Syria's 'Civil War' has left cities, towns, and villages destroyed
Syria’s ‘Civil War’ has left cities, towns, and villages destroyed

By Mohamed Khairat, Founder, EgyptianStreets.com

On the 19th of March 2003, four bombs accompanied by dozens of missiles were dropped onto Iraq, officially commencing an invasion that would leave at least 110,600 Iraqi men, women and children dead due to violence that continued to rock the country since 2003.

The point of the invasion was to achieve regime change. Since coming to office in 1979, Saddam Hussein was often found responsible for the deaths of at least 250,000 Iraqis and fore widespread violations of human rights.

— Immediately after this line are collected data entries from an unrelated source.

PR #1396, opened 2017-02-23
feat(library/init/meta/vm): add decidable_eq for vm_obj_kind

jroesch:
This was nice to have when writing a simple vm_monitor.


jroesch:
Any ideas why that build failed? the log seems to just say the build might of stalled?

PR #1398, opened 2017-02-24
Miscellaneous

gebner:
@leodemoura Re: the example sorry change: I know you changed this to reduce the number of sorry warnings.  But if we disable it for examples, then `example : false := sorry` is accepted without any warning at all.


robertylewis:
On the topic of build instructions: I built Lean on Windows for the first time today, and it went very smoothly, except I had to install Python too. Was that a quirk/me doing something wrong? Or should I add it to the Windows build instructions?

gebner:
@rlewis1988 The python dependency should be completely optional.  We only use it for the C++ style checker.  At least on Linux you can build Lean without Python (you might get a warning when you run cmake, though).

robertylewis:
I just looked again, and it definitely appears to fail without Python:
```
$ cmake -G Ninja ../../src
...

CMake Error at C:/msys64/mingw64/share/cmake-3.7/Modules/FindPackageHandleStandardArgs.cmake:138 (message):
  Could NOT find PythonInterp (missing: PYTHON_EXECUTABLE)
Call Stack (most recent call first):
  C:/msys64/mingw64/share/cmake-3.7/Modules/FindPackageHandleStandardArgs.cmake:378 (_FPHSA_FAILURE_MESSAGE)
  C:/msys64/mingw64/share/cmake-3.7/Modules/FindPythonInterp.cmake:151 (FIND_PACKAGE_HANDLE_STANDARD_ARGS)
  CMakeLists.txt:273 (find_package)


-- Configuring incomplete, errors occurred!

...
$ pacman -S python2
...
$ cmake -G Ninja ../../src
...
(succeeds)
```

PR #1852, opened 2017-10-27
Unicode fixes

Kha:


src/library/string.cpp
```diff
@@ -29,16 +29,18 @@ static expr * g_fin_mk               = nullptr;
...
     } else if (c == '\t') {
         out << "\\t";
+    } else if (c == '\\') {
+        out << "\\\\";
     } else if (in_string && c == '\"') {
         out << "\\\"";
     } else if (!in_string && c == '\'') {
         out << "\\'";
-    } else if (32 <= c && c <= 126) {
+    } else if (c >= 32 && c != 127) {
```
Kha, line 43: It would of course be preferable if we escaped any non-printable Unicode character, but that is not exactly trivial to decide.

PR #1853, opened 2017-10-29
fix(interactive): fix focus tactic.

fpvandoorn:
Previously it would fail if there was more than one goal.

Notes: 
* <s>I haven't run the test suite. Could you add the instructions for doing that to [CONTRIBUTING.md](https://github.com/leanprover/lean/blob/master/.github/CONTRIBUTING.md)?</s>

Yet, foreign military intervention in Iraq was not given the green light because of Saddam Hussein’s involvement in the Al-Anfal campaign (also known as the Kurdish genocide) that lasted for three years, destroying thousands of villages and killing tens of thousands.  The world did not advocate for regime change for the deluded leader who had commissioned the publication of the Qur’an to be written in his own blood. Nor did the international community react strongly when chemical gas was dropped on Halajba in 1988 killing thousands.

Instead, it was claims that Saddam Hussein’s government had been developing weapons of mass destruction that finally pushed the United States of America, the United Kingdom, Australia and others to support the invasion of Iraq.

With full confidence, the UK’s Prime Minister at the time, Tony Blair, declared “Regime change in Iraq would be a wonderful thing. That is not the purpose of our action; our purpose is to disarm Iraq of weapons of mass destruction.” For the UK and others, killing hundreds of thousands of innocent civilians and torturing countless others was tolerable, but it is at ‘weapons of mass destruction’ that they drew the line.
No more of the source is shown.